Every notch you carve on your six-gun has a bloody tale to tell.
You’re a mile ahead of Garrett and a step outside of hell.”
Dad was always a great storyteller and the fact that he could do it to music was impressive, and "Billy The Kid" tells the story of one of the old west’s most famous outlaws, and dad loved his westerns. It made for a great song.
Next up is “Carolina” which is the first of several songs that the CDB recorded about dad’s North Carolina home.
It’s about a man who left his home in North Carolina for New Orleans to play guitar at the ripe old age of seventeen, and wants to return but worries that he might have been gone too long.
Interestingly, this song was reworked for the 1990 ‘Christmas Time Down South Album’ as “Carolina I Hear You Calling” which added a new verse (the original only had one) and the new first verse framed it as a return home at Christmas.
Next up is the title track, “High Lonesome,” which is what dad called the homestead on Twin Pines Ranch. Lots of beautiful dual lead guitars by dad and Tommy and inspired piano from Taz.
The line about “Just you and me and a little white pup” was a reference to a white toy poodle we had that I named Toulouse, after a cat character from the movie The Aristocats, yes, cat, dog… but it fit him.

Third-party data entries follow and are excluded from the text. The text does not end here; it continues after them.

PR #1420, opened 2023-05-27
chore: maintain proto setup

faddat:
This PR:

* uses the latest proto-builder
* pins the versions that we use from the `buf` registry 
* rebuilds the .proto files

### DIFF
--- a/x/wasm/types/authz.pb.go
+++ b/x/wasm/types/authz.pb.go
@@ -5,6 +5,10 @@ package types
 
 import (
 	fmt "fmt"
+	io "io"
+	math "math"
+	math_bits "math/bits"
+
 	_ "github.com/cosmos/cosmos-proto"
 	types "github.com/cosmos/cosmos-sdk/codec/types"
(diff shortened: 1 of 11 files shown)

There’s also a line about “Watching my son growing honest and tall.” That one brings a tear to my eye.
Once again, I’m trying to keep dad’s ideals and his legacy going for many years to come.
“Running With the Crowd” is a rockin’ tune with an older cowboy dispensing wisdom to the younger ones, don’t cheat at poker, don’t think that a man’s size makes him small, do an honest day’s work, and don’t get easily teased into a fight because the other cowboys have guns too and it’s a short trail to nowhere. Some of these could just about be reworked into one of dad’s “Let’s all make the day count” tweets.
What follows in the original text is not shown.